November 13, 2023

Forecasting with HoltWinters and Power Query

I’ve had to use the HoltWinters algorithm to figure out forecasting for dollar figures at work. Power BI (since it was called Power View) has the ability to provide forecasting (I believe it is in this Microsoft Learn course).

I had implemented the initial version of my report with this feature in Power BI. However, I wanted to be able to actually see the numbers and understand it more. I was able to implement this by calling R, but I also wanted to be able to refresh (because we don’t have a personal gateway setup where I work).

Greg Deckler took a valiant crack at this after being requested by someone to try to figure this out with DAX. 71 tables later, he was able to do it, but ay yi yi 71 tables! (Still impressed by the fact he was able to figure it out).

Could Power Query do it? After spending a few days on it myself, the answer is: probably.

I found this article online and decided to take a crack with Power Query and it appears that I was able to reproduce the output.
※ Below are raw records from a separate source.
PR #1553, opened 2017-01-13
remove the syslog lambda custom name so the function can be replaced

mattmanning:
When existing syslog resources are linked or unlinked Convox will try to replace them and create a new function in the nodejs 4.3 Lambda runtime because of the nodejs 0.10 Lambda runtime deprecation.

That replacement currently fails because the function has a custom name. This change removes the custom name.

This change is dependent on https://github.com/convox/syslog/pull/6 and should not be released until the new lambda.zip has been uploaded to our S3 buckets.


provider/aws/templates/service/syslog.tmpl
```diff
@@ -200,6 +197,7 @@
                         {
                           "Ref": "AWS::StackName"
                         },
+                        "*",
```
ddollar: Should probably be -* to avoid spillage from e.g.  `dev` and `dev-foo`

mattmanning: Good point, thanks

mattmanning:
[Handle custom-name replacement errors for syslog Lambda](https://trello.com/c/pfKyfj6s/1537-handle-custom-name-replacement-errors-for-syslog-lambda)

provider/aws/templates/service/syslog.tmpl
ddollar: Should actually be `-Function-*`

ddollar:
Seems like this might have gotten buried but the wildcard should be `-Function-*`

mattmanning:
My bad. I misread your original comment. Pattern should be correct now.

ddollar:
Needs rebase, removing my review until then.

mattmanning:
@ddollar Just noticed this one. Rebased and `make test` is passing.

mattmanning:
@ddollar Just rebased again. This one should be good to go.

The function takes the following parameters:

  1. Table where the amounts are.
  2. Name of the amounts column as a text value.
  3. Periods represented as a number (basically how many rows constitute a period).
  4. alpha param for HoltWinters.
  5. beta param for HoltWinters.
  6. gamma param for HoltWinters.

As you would expect, it ended up being really complex. I found myself going to PowerQuery.How a lot for ideas. One that saved my bacon was using List.Generate() with records. That allowed me to generate multiple values at once and determine things like counter variables and indices.

Caveats:

  1. I need to probably clean this up, but the “Hello World” aspect of does it reproduce what the article shows is done.
  2. I will have to work on this and test with other scenarios (variable periods, etc).
  3. As I test this at work, I will update the code.